CENNET ÇİÇEKLERİ KADINLARIMIZ
Hamd âlemlerin Rabbine, sonsuz salât ve selâm Resul-i Ekrem Efendimize...
Bugün modern kapitalist düzenin ezdiği kadınlar var. İslam ezdirmez. İşin ardında merhamet mahrumu bir batı dünyası var. Afrika başta olmak üzere birçok yerde görüyoruz bunu. Cenab-ı Hak kadını toplumda fazilet unsuru olarak, bir anne olarak görüyor. Fakat toplum bunu bertaraf etti, kadının cazibesini vitrin edilebilir hale getirdi. Bunun neticesinde de kadına birtakım zorbalıklar yapılıyor, iffetlerini ayaklar altına alıcı birtakım şiddetlere maruz kalıyorlar. Bunun çaresi düşünülmüyor.
Cahiliye devrinde Mekke’de kız çocuğu doğan ailede bir hüsran, bir üzüntü olurdu. Aile için bir lekeydi. Zaten bir müddet sonra da diri diri gömülmeye götürülecekti. Efendimiz ilk mücadeleyi başlattı. Rukiye ve Fatıma validelerimizin doğum gününde hediyeler dağıttı, yemekler verdi. Efendimiz ’in 23 senelik Peygamberlik hayatı hep çilelerle doluydu. Yalnız Hatice validemizin vefat ettiği seneye “Hüzün Senesi” denildi. Bir fazilet timsali. Fatıma validemizi çok aziz tutardı, Efendimizin kıymetlisiydi. Efendimiz(sas)’in gelişi ile kadının da değeri arttı. İslam’ın gün ışığına çıkmasıyla, kadın da aydınlandı.
Peygamber Efendimiz (sas) buyuruyor;
“Sizin en hayırlınız ailesine en güzel muamelede bulunandır.”
Toplumumuzda kadına yönelik şiddetin artması; insanlığın imanının zayıflaması, Kur’an ve sünnetin git gide unutulmasından kaynaklanmaktadır. Belirttiğimiz gibi tek reçete İslam’dır. Efendimizin örnek ahlakı ile ahlaklanan her birey kadının toplum için ne kadar önemli olduğunu idrak edecektir.
Kadın toplumun direğidir, zira bir toplum da kadın düzgün olursa toplum abat olur, kötü olursa berbat olur. Bir atasözünde; “el-ümmü medresetün: anne mekteptir/okuldur.” denilmektedir. Kadın çocuklara güzel örnekler sergileyerek, onların ruhunda kalıcı izler bırakmak suretiyle “ilk ve en büyük terbiyeci” olacaktır. İslâm, anneyi sırf biyolojik bir yapı olarak görmez.

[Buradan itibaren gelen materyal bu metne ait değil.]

PR #1358, opened 2022-02-28
Remove uptime query from Node

### LINKED ISSUE #1357: [gLiveView] No longer connects to node v1.34.0
**Describe the bug**
After re-compiling cardano-node to use the 1.34.0 release, gLiveView seems to fail to connect to cardano-node. The same issue occurs on both my BP and relay servers.

**To Reproduce**
1. Update the running cardano-node instance to v1.34.0
2. Run `gLiveView.sh`
3. See the error `Connection to node lost, retrying (2/3)!`

**Expected behavior**
gLiveView continues to connect to the cardano-node instance as normal

**Version:**
 - OS: Ubuntu Server 20.04 LTS
 - Product version: gLiveView 1.26.0
 - Cardano Node version: 1.34.0
 - Network you're connecting to: mainnet

**Additional context**
Attaching to the node service via journalctl shows that both my BP and relay nodes seem to be running as expected. Additionally if I press the up arrow key while gLiveView is trying to connect, I see gLiveView as it should appear, showing current node status as of the time I started gLiveView, but frozen.

So from what I'm able to gather so far this is not a node issue but a gLiveView problem

rdlrt:
- gLV-1.26.2: Remove nodeStartTime and use uptime (in seconds) instead, using 5s of uptime - to avoid detecting restart loop of node - eg: due to invalid bin path - as `Starting` status
  - env: Remove calls to nodeStartTime from EKG/prom, use OS `ps` command calls instead
  - Remove sLiveView as the backlog has increased quite a bit, and gLiveView has gone much further comparatively (in adoption as well as features)

PS: This does not mean tools are tested for node-1.34.0, but the obvious blocker for gLV to proceed is tackled (closes #1357). Since this isnt a breaking change for those running node-1.33.x, the minimum node version is not bumped yet


hodlonaut (approved):
Looks good

PR #1359, opened 2022-03-01
Prepare epoch start/end times in cache

DamjanOstrelic:
## Description

Adding epoch start/end time to epoch_info_cache.
~This is a PoC ATM - working on mainnet/testnet, still needs a way to work on guildnet.~ Ready for test and merge


DamjanOstrelic:
This will be switched to using an SQL helper function to calculate start/end times without storing them.

rdlrt (approved):

PR #1361, opened 2022-03-02
gLV-1.26.3

rdlrt:
Instead of checking uptime to ensure node is up, use CNODE_PID

That should leave gLiveView in `Starting..` state as long as CNODE_PID resolves


Scitz0 (approved):
👍

PR #1362, opened 2022-03-02
Gaps API doc update

DamjanOstrelic:
## Description

API doc update for upcoming gaps PR + some consistency changes.
~Still need to complete `inputs/outputs` fields of the tx_info endpoint.~


Scitz0 (approved):
👍

rdlrt:
This will cause a merge conflict with template specs [here](https://github.com/cardano-community/koios-artifacts/blob/main/specs/koiosapi.yaml).

Probably best to set the standard:
1. Remove apispec references from grest, and replace with spec references for corresponding network in koios-artifacts repo
2. Use ##<unique param|responseBodies-name>## in template specs for examples instead of actual value
3. Map the above in [spec examples](https://github.com/cardano-community/koios-artifacts/blob/main/specs/spec_examples.json).

If needed, we can go ahead with this for now and sync back the corrections after this PR

DamjanOstrelic:
> This will cause a merge conflict with template specs [here](https://github.com/cardano-community/koios-artifacts/blob/main/specs/koiosapi.yaml).
> 
> Probably best to set the standard:
> 
> 1. Remove apispec references from grest, and replace with spec references for corresponding network in koios-artifacts repo
> 2. Use ##<unique param|responseBodies-name>## in template specs for examples instead of actual value
> 3. Map the above in [spec examples](https://github.com/cardano-community/koios-artifacts/blob/main/specs/spec_examples.json).
> 
> If needed, we can go ahead with this for now and sync back the corrections after this PR

Right, I forgot 🙈

DamjanOstrelic:
We agreed that updates on this PR relating to examples need to be switched over to the koios-artifacts repo, but can go with this for now

PR #352, opened 2018-05-07
[array_of_tuples] Add isbits test

blegat:


mlubin:
What is the motivation for testing `isbits`? This follows from the definition of the structs, and it doesn't add any extra coverage.

blegat:
> This follows from the definition of the structs

If someone (e.g. external contributor) want to modify the structs (e.g. by making it mutable), it might not be `isbits` anymore and the tests will indicate that these should be isbits

mlubin:
> If someone (e.g. external contributor) want to modify the structs (e.g. by making it mutable), it might not be isbits anymore and the tests will indicate that these should be isbits

I'm not worried about accidentally merging a PR that changes `struct` to `mutable struct`. If it's *really* that important, this would be better addressed by adding a comment in the source explaining why we use `struct` instead of `mutable struct`. (I'm not convinced this is needed.)

mlubin:
Another way to convince me would be to add an explanation to the `isbits` test explaining why we test `isbits` for only these structs and not the others defined in MOI. The explanation could include a TODO.

PR #353, opened 2018-05-08
Split bridge file in two

blegat:
It is cleaner to separate `AbstractBridge` from `AbstractBridgeOptimizer`


mlubin:
Note the travis failure.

Annenin manevi yapısında terbiye etme özelliği vardır. Yani, hayâ ve edep sahibi bir nesil yetiştirme. Kadın eşittir anne demektir. ‘’Cennet annelerin ayakları altındadır.’’ Kadın bir milletin büyümesi ve gelişmesi için en tabi yol, kapı, anahtardır, zira bu milletin evlatlarını yetiştirecek olan onlardır. Bireyin düzgün ve güzel ahlaklı yetişmesi yine o bireyi yetiştiren kişiye bağlıdır. Bu hususta kadınımıza büyük rol düşüyor. Annelerimize büyük rol düşüyor.
Abdurrahman Cami Hazretleri diyor ki: “Ben annemi nasıl sevmem? O beni bir müddet karnında taşıdı, bir müddet kollarında taşıdı. Hayat boyu da kalbinde taşıyor.”
Bunların hepsi fazilet sahibi annelerdir. Annelerin hakkı ödenmez.
Bahaeddin Nakşibend (k.s.) Hazretleri, “Beni ziyaret etmeye gelen baştan anamın kabrini ziyaret etsin” buyuruyor.
İnşaallah toplum olarak kadının, annelerimizin değerini daha iyi anlayıp idrak ederiz.